クリティカルセクション (クリティカルセクション)

英語表記

critical section (クリティカルセクション)

クリティカルセクション (クリティカルセクション) の意味や用語解説

クリティカルセクションとは、複数のプロセスやスレッドが同時に実行すると、予期せぬ問題を引き起こす可能性があるプログラムコードの一部分を指す。特に、複数の処理単位が並行して動作するマルチタスク環境やマルチスレッド環境において、データの整合性を保つために極めて重要な概念である。ここでいう問題とは、共有リソースへのアクセスが原因で発生する競合状態を指す。共有リソースとは、メモリ上の変数、ファイル、データベースのレコード、あるいはプリンターのようなハードウェアデバイスなど、複数のプロセスやスレッドからアクセスされる可能性のある対象全般を意味する。もし、このような共有リソースを操作するコード部分(クリティカルセクション)が何の保護もなしに同時に実行されると、データが破壊されたり、処理結果が実行のタイミングによって変わってしまったりする不整合が生じる。したがって、クリティカルセクションは、一度に一つのプロセスあるいはスレッドだけが実行できるように保証されなければならない。この仕組みを排他制御と呼ぶ。クリティカルセクションを適切に定義し、排他制御を施すことは、信頼性の高い並行処理システムを構築するための基本的な要件である。 クリティカルセクションの必要性を理解するためには、競合状態(Race Condition)という現象を知ることが不可欠である。競合状態とは、複数のスレッドなどが共有リソースにアクセスし、その処理の実行順序が結果に影響を与えてしまう状況のことだ。例えば、ある共有変数カウンターの値をインクリメント(1加算)する処理を考える。この処理は、内部的には「変数の現在の値を読み込む」「読み込んだ値に1を加算する」「結果を元の変数に書き戻す」という複数のステップで構成される。スレッドAがこの処理を実行中に、OSのスケジューリングによって一時停止し、スレッドBに処理が切り替わったと仮定する。スレッドAがカウンターの値(例えば10)を読み込んだ直後に停止し、次にスレッドBが同じカウンターの値(まだ更新されていない10)を読み込む。その後、スレッドBが計算(10+1=11)を行い、結果の11をカウンターに書き戻す。そして再びスレッドAに処理が戻ると、Aは停止前に読み込んでいた10を元に計算(10+1=11)を行い、結果の11をカウンターに書き戻す。
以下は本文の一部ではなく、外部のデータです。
PR #1332, opened 2022-05-09
Quest/hash test

### LINKED ISSUE #1259: Write tests for all quest hash table functions
Currently, none of the hash table functions have tests written for them. We need to write tests for get_quest_from_hash, and add_quest_to_hash

jakeziqiwei:
There are two main things for this pull request

- Fixed implementation for add_quest_to_hash and get_quest_from_hash since they did not work previously
- Added tests to strengthen our coverage for some of the hash functions.

### DIFF
--- a/include/quests/quests_structs.h
+++ b/include/quests/quests_structs.h
@@ -130,12 +130,12 @@ typedef struct stat_req {
  *          2: quest has been completed
  */
 typedef struct quest  {
-    UT_hash_handle hh;
     char *quest_id;
     task_tree_t *task_tree;
     reward_t *reward;
     stat_req_t *stat_req;
     int status;  
+    UT_hash_handle hh;
 } quest_t;
 
 /*
--- a/tests/quests/test_quests_state.c
+++ b/tests/quests/test_quests_state.c
@@ -608,7 +608,7 @@ Test(quest,complete_quest2)
 
 
 
-/*see if get_quest_from_hash when there is quest */ 
+/*see if get_quest_from_hash works when there is quest in Hash */ 
 Test(quest,get_quest1)
 { 
     int xp = 50;
@@ -632,11 +632,11 @@ Test(quest,get_quest1)
     int add_quest2 = add_quest_to_hash(quest2, &test_hash_table);
 
     quest_t *answer = get_quest_from_hash(quest1_id,test_hash_table); 
-    cr_assert_eq(answer, quest1, "failed");
+    cr_assert_eq(answer, quest1, "get_queset() did not return the right quest");
 
 }
 
-/*see if get_quest_from_hash when there is no quest */ 
+/*see if get_quest_from_hash work when there is no quest in the hash */ 
 Test(quest,get_quest2)
 { 
     int xp = 50;
@@ -660,10 +660,10 @@ Test(quest,get_quest2)
     int add_quest2 = add_quest_to_hash(quest2, &test_hash_table);
 
     quest_t *answer = get_quest_from_hash("beeppop",test_hash_table); 
-    cr_assert_eq(answer, NULL, "failed");
+    cr_assert_eq(answer, NULL, "There is an quest with ID of beeppop ");
 }
 
-/*test for add quest when there is no same quest_id */ 
+/*test for add quest when 2 unique quest_ID */ 
 Test(test, add_quest_test1)
 {
     int xp = 50;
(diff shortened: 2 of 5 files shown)


jakeziqiwei:
Finally fixed an error where it works on our computer, but not on github. This was the reasons why there were so many git pushes

include/quests/quests_structs.h
```diff
@@ -130,12 +130,12 @@ typedef struct stat_req {
  *          2: quest has been completed
  */
 typedef struct quest  {
-    UT_hash_handle hh;
     char *quest_id;
     task_tree_t *task_tree;
     reward_t *reward;
     stat_req_t *stat_req;
     int status;  
+    UT_hash_handle hh;
```
charlieweiler, line 138: Not sure if you changed the order of initialization in the quest struct to allocate memory more efficiently - if so, clever!

tests/quests/test_quests_state.c
```diff
@@ -585,3 +585,131 @@ Test(quest,complete_quest)
...
+
+    reward_t *res = complete_quest(quest);
+
+    cr_assert_eq(res, NULL,"quest_completed failed to reward the item");
+}
+
+
+
+/*see if get_quest_from_hash when there is quest */ 
+Test(quest,get_quest1)
```
charlieweiler, line 612: I think it'd be better to include more descriptive test names - for example, get_quest1 could be get_quest_is_quest, get_quest2 could be get_quest_no_quest. That way if the tests fail down the line, we can know what's wrong without diving into the code base.

tests/quests/test_quests_state.c
```diff
@@ -585,3 +585,131 @@ Test(quest,complete_quest)
...
+    quest_hash_t *test_hash_table = NULL;
+
+    int add_quest1 = add_quest_to_hash(quest1, &test_hash_table);
+    int add_quest2 = add_quest_to_hash(quest2, &test_hash_table);
+
+    quest_t *answer = get_quest_from_hash("beeppop",test_hash_table); 
+    cr_assert_eq(answer, NULL, "failed");
+}
+
+/*test for add quest when there is no same quest_id */
```
charlieweiler: add_quest_test1 and add_quest_test2 appear, from the comments, to do the same thing, as each comment says:

/*test for add quest when there is no same quest_id*/

However, upon closer inspection, they seem to do different things. add_quest_test1 is adding two different quests to the hash and should succeed in order to pass the test. add_quest_test2 is adding the same quest twice to the hash and should fail in order to pass the test.

tests/quests/test_quests_state.c
```diff
@@ -585,3 +585,131 @@ Test(quest,complete_quest)
...
+    char *quest2_id = "quest two";
+
+    quest_t *quest1 = quest_new(quest1_id, NULL, rewards, stat_req);
+
+    quest_hash_t *test_hash_table = NULL;
+
+    int add_quest1 = add_quest_to_hash(quest1, &test_hash_table);
+    int add_quest2 = add_quest_to_hash(quest1, &test_hash_table); 
+
+    cr_assert_eq(add_quest2, FAILURE, "Add quest did not work");
```
charlieweiler: The error message should maybe be that "add_quest_test2 should not succeed in adding the same quest twice." instead of "Add quest did not work" because in this case, add_quest DID succeed; it just shouldn't have.

tests/quests/test_quests_state.c
```diff
@@ -585,3 +585,131 @@ Test(quest,complete_quest)
...
+
+    quest_t *quest1 = quest_new(quest1_id, NULL, rewards, stat_req);
+
+    quest_hash_t *test_hash_table = NULL;
+
+    int add_quest1 = add_quest_to_hash(quest1, &test_hash_table);
+    int add_quest2 = add_quest_to_hash(quest1, &test_hash_table); 
+
+    cr_assert_eq(add_quest2, FAILURE, "Add quest did not work"); 
+}
```
charlieweiler, line 715: Finally, I get that a lot of the more random commits were meant to just test tiny things and fix the environment issues w/ Github, but it would have been easier to pour through the commit logs with more descriptive names than "poggers" and "messing around", lol. Especially as some of these odd environmental issues can certainly occur again in the future.

Other than those mostly form-concerned comments, I think it looks good!

tests/quests/test_quests_state.c
```diff
@@ -585,3 +585,131 @@ Test(quest,complete_quest)
...
+    quest->status = 0;
+
+    reward_t *res = complete_quest(quest);
+
+    cr_assert_eq(res, NULL,"quest_completed failed to reward the item");
+}
+
+
+
+/*see if get_quest_from_hash works when there is quest in Hash */
```
philipchenaux, line 611: Good to see that you are including proper function header comments.

philipchenaux (approved):
Good coverage of tests, and I am happy with how this looks. Great work.

charlieweiler (approved):
Comments are resolved - good to go!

この結果、2回のインクリメント処理が実行されたにもかかわらず、カウンターの値は12ではなく11となり、1回分の加算が失われてしまう。このようなデータの不整合を防ぐため、この一連の「読み込み・計算・書き込み」処理全体をクリティカルセクションとして定め、一度に一つのスレッドしか実行できないように保護する必要がある。 クリティカルセクションを保護するための排他制御を実現する技術には、いくつかの代表的な手法が存在する。最も基本的なものがミューテックス(Mutex)である。ミューテックスは「ロック」と「アンロック」という操作を用いて、クリティカルセクションへのアクセスを制御する。スレッドはクリティカルセクションに入る前にミューテックスのロックを獲得しようと試みる。もし他のスレッドが既にロックを保持していれば、そのロックが解放(アンロック)されるまで待機させられる。ロックを獲得できたスレッドのみがクリティカルセクションを実行でき、処理が完了したら必ずロックをアンロックして、他の待機しているスレッドが処理を進められるようにする。これにより、クリティカルセクションが同時に実行されることを防ぐ。セマフォ(Semaphore)も同様に排他制御に用いられる仕組みであるが、ミューテックスが単一のリソースへのアクセスを制御するのに対し、セマフォは利用可能なリソースの数をカウントすることで、複数のスレッドによるアクセスを許容することもできる。リソース数が1のセマフォはバイナリセマフォと呼ばれ、ミューテックスとほぼ同じ役割を果たす。これらの仕組みは強力であるが、使い方を誤るとデッドロックという新たな問題を引き起こす可能性がある。デッドロックとは、複数のスレッドが互いに相手が保持しているリソースの解放を待ち続け、全スレッドが永久に処理を先に進めなくなる状態である。例えば、スレッドAがリソースXをロックし、次にリソースYを要求、一方でスレッドBがリソースYをロックし、次にリソースXを要求するといった状況で発生する。このような問題を回避するためには、リソースを獲得する順序を全てのプロセスで統一するなど、慎重な設計が求められる。このように、クリティカルセクションの特定と適切な排他制御の実装は、並行プログラミングにおける正確性と安定性を確保するための根幹をなす技術である。